Richard Denison, Ph.D., is a Senior Scientist.   Alissa Sasso is a Chemicals Policy Fellow.

Well, it’s finally hit the street:  Today, the Environmental Protection Agency (EPA) released information on the manufacture and use of nearly 7,700 industrial chemicals in 2011.  The data were collected last year under a revamped Chemical Data Reporting (CDR) program, and is the first update of such information since way back in 2005, the year of Hurricane Katrina and Star Wars Episode III.

In releasing the data, EPA Administrator Lisa Jackson noted:  “The CDR data also highlight the clear need for TSCA reform. Updating this critical law will ensure that EPA has access to the tools and resources it needs to quickly and effectively assess potentially harmful chemicals, and safeguard the health of families across the country.”

Getting even to this point has been a long and bumpy road.  Just getting from the proposed to a final CDR rule took over 16 months, with EPA having to endure not one but two nearly six-month regulatory reviews by the Office of Management and Budget and the chemical industry’s efforts to delay and dilute the rule.  It then took another year for EPA to collect the data, in no small part thanks to repeated efforts by the chemical industry and its allies in Congress to further delay the program.
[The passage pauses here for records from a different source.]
PR #3102, opened 2024-01-18
fix: Limit scope of what's in a queue

ukstv:


packages/core/src/anchor/anchor-processing-loop.ts
```diff
@@ -30,51 +30,54 @@ export class AnchorProcessingLoop {
     anchorStoreQueue: NamedTaskQueue
   ) {
     this.#anchorStoreQueue = anchorStoreQueue
-    this.#loop = new ProcessingLoop(logger, store.infiniteList(batchSize), (streamId) =>
-      this.#anchorStoreQueue.run(streamId.toString(), async () => {
```
ukstv, line 34: The big mutex gets downsized to a poor mans' version of Compare-and-Swap.

packages/core/src/anchor/anchor-processing-loop.ts
```diff
@@ -30,51 +30,54 @@ export class AnchorProcessingLoop {
...
+        )
+        const isTerminal = await eventHandler.handle(event)
+        logger.debug(
+          `Anchor event with status ${event.status} for commit CID ${entry.cid} of Stream ${streamId} handled successfully`
+        )
+        if (isTerminal) {
+          logger.debug(`Removing entry from AnchorRequestStore for Stream ${streamId}`)
+          // Remove iff tip stored equals to the tip we processed
+          // Sort of Compare-and-Swap
+          await this.#anchorStoreQueue.run(streamId.toString(), async () => {
```
ukstv, line 66: We only need to guard a removal here.

stephhuynh18 (approved):
yahoo

packages/core/src/anchor/anchor-processing-loop.ts
```diff
@@ -30,51 +30,54 @@ export class AnchorProcessingLoop {
...
+        const isTerminal = await eventHandler.handle(event)
+        logger.debug(
+          `Anchor event with status ${event.status} for commit CID ${entry.cid} of Stream ${streamId} handled successfully`
+        )
+        if (isTerminal) {
+          logger.debug(`Removing entry from AnchorRequestStore for Stream ${streamId}`)
+          // Remove iff tip stored equals to the tip we processed
+          // Sort of Compare-and-Swap.
+          await this.#anchorStoreQueue.run(streamId.toString(), async () => {
+            const loaded = await store.load(streamId)
```
stbrody, line 67: bummer about the extra state store read, but agreed this is the simplest fix without a transactional state store.  LGTM

ukstv: It is actually negligibly fast on qa-private node. Bummer, but a tolerable one.

PR #3103, opened 2024-01-19
feat(indexing): Automatically index fields defined in the SET account relation

PaulLeCam:
Ensures the fields defined as part of the set when the model account relation uses the `set` type are indexed even when indices are not explicitly added.


dbcfd:
Why do set account relation fields need to be indexed?

PaulLeCam:
It needs to be indexed so it can be efficiently queried, similar to what we do for document relations.

packages/indexing/src/local-index-api.ts
```diff
@@ -38,23 +39,35 @@ async function _getIndexModelArgs(
...
     model: modelStreamId,
   }
+  let relationFields = new Set<string>()
 
   if (modelStreamId.type == Model.STREAM_TYPE_ID) {
     const modelState = await core.loadStream(modelStreamId, {})
-    const content = modelState.state.next?.content ?? modelState.state.content
+    const content: ModelDefinition = modelState.state.next?.content ?? modelState.state.content
     Model.assertVersionValid(content, 'major')
-    if (content.interface) {
```
JulissaDantes, line 46: Can you explain why this is not needed here anymore? `ModelDefinition` can still have the interface property, wouldnt this cause interfaces to be indexed now?

PaulLeCam: Yes, the check is still there, just moved here: https://github.com/ceramicnetwork/js-ceramic/pull/3103/files#diff-2884de7343db780f37821fd5a33c5baf2dda390b70387db7c0e610550e9c769dR53

stbrody:
I have the same question as Danny.  Why do we assume users will need to query on these fields?

PaulLeCam:
> I have the same question as Danny. Why do we assume users will need to query on these fields?

Many queries are automatically generated by ComposeDB, that's how all the account and document relations already work. With the set account relation we need to query not only on the `model` and `controller`, but also on the set fields values, so I expect these need to be indexed as well, no?

stbrody:
@PaulLeCam if you are trying to load a specific document with the SET fields, wouldn't you just use the determinism to find the StreamID, then query by StreamID?  Why do we need extra queries at the postgres level to support set account relation?

PaulLeCam:
> @PaulLeCam if you are trying to load a specific document with the SET fields, wouldn't you just use the determinism to find the StreamID, then query by StreamID? Why do we need extra queries at the postgres level to support set account relation?

Because deterministic documents lookup is terribly slow, that's one of the reasons we created ComposeDB in the first place, no?
Instead of relying on deterministic lookups, we query the indexer to have efficient reads, that's what we've always done with the SINGLE account relation.

stbrody:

Finally, it’s taken EPA six more months to compile and process the data in preparation for today’s release – though that’s a decided improvement over the 21 months it took EPA to release the data collected in the last cycle (the faster pace due in part to a requirement this time around for electronic reporting, a feature the chemical industry and its Congressional allies opposed).

So what do the new data reveal?  EPA has provided some nice summary materials, which we won’t duplicate here.  See especially the table on this page.  We’ll have more to say on this as we further analyze the data, but here are a few important things to note:

  • While 7,674 chemicals were publicly reported, these are limited to those being produced in or imported into the US in 2011 at volumes above the reporting threshold of 25,000 pounds per year per site.
    • The count excludes the likely much larger number of chemicals produced or imported at volumes below the reporting threshold, as well as the many chemicals exempt from reporting, such as most polymers.
  • Nearly 33,000 “records” have been made available by EPA.  Each record represents a single chemical reported by a single site of a company producing or importing that chemical.
    • In contrast to EPA’s reporting in the last cycle, a record for every single chemical-single site combination has been provided even if the information provided in the record is confidential business information (CBI).  In this way, the extent and nature of CBI claims is far clearer than was the case in the last cycle.
  • Extent of CBI claims:  Of all of the reported elements in these records that could potentially have been claimed CBI, about 16% were so claimed.  But that percentage varied a lot among the elements.
    • For 624 records (about 2%), the chemical identity was not provided and instead replaced with a unique identifier called an accession number.  These are new chemicals that are listed on the confidential portion of the TSCA Inventory, which are the only chemicals for which EPA allows chemical identity to be claimed CBI.
    • For 3,420 records (10.4%), the company claimed its identity to be CBI.
    • For 9,686 records (29.4%), the company claimed its domestically manufactured production volume to be CBI.
    • For 10,351 records (31.5%), the company claimed its exported volume to be CBI.